CF 2220F - MEX Replacement on Tree

Rating: 2700
Tags: -
Solve time: 1m 1s
Verified: no

Solution

Problem Understanding

We have a rooted tree. Every vertex carries a unique value from the permutation $0,1,\dots,n-1$.

For a vertex $v$, look at all vertices on the root-to-$v$ path. Their values form a set $S_v$. Define

$$f(v)=\operatorname{MEX}(S_v),$$

the smallest non-negative value missing from that path.

Without any operation, the score is

$$\sum_v f(v).$$

We may perform one modification. Pick a vertex $v$, compute its current $f(v)$, and overwrite $p_v$ with that value. After the replacement, all path MEX values are recomputed, producing a new total score. We want the maximum possible score.

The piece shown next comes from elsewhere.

PR #503, opened 2021-07-21
Generate also a Report of Excluded Coverage

### LINKED ISSUE #409: Generate also a Report of Excluded Coverage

The tree contains up to $2\cdot10^5$ vertices across all test cases. Any solution that tries every possible operation and recomputes all MEX values would require at least $O(n^2)$ work and is completely infeasible. Even $O(n\sqrt n)$ is uncomfortable at this scale. The target is roughly $O(n\log n)$.

The main difficulty is that changing one vertex affects every descendant. A naive update of all affected paths would repeatedly touch large subtrees.

Several edge cases are easy to mis-handle.

Consider a vertex whose value is already smaller than its path MEX.

root(0) -> child(2)

The child's path set is ${0,2}$, so $f=1$. Replacing value $2$ by $1$ looks beneficial because we insert the missing value, but it can actually decrease descendants' MEX values. Treating every replacement as a positive contribution is incorrect.

Another subtle case occurs when the inserted MEX already appears deeper on the path.

values on path: {0,1,3}
mex = 2

For a descendant that already contains value $2$, adding another $2$ changes nothing, while removing the old value may create a new hole. The effect is completely different from descendants where $2$ is absent.

The permutation property is also crucial. Every value appears exactly once. When value $a$ is replaced by $m$, value $a$ disappears globally and $m$ becomes duplicated. Many simplifications rely on this uniqueness.

Approaches

The brute force idea is straightforward.

For every vertex $v$:

Compute all current path MEX values.
Replace $p_v$ by $f(v)$.
Recompute all path MEX values from scratch.
Evaluate the new sum.

Even if a single recomputation is done in $O(n)$, trying all vertices costs $O(n^2)$. With $n=2\cdot10^5$, that is far beyond the limit.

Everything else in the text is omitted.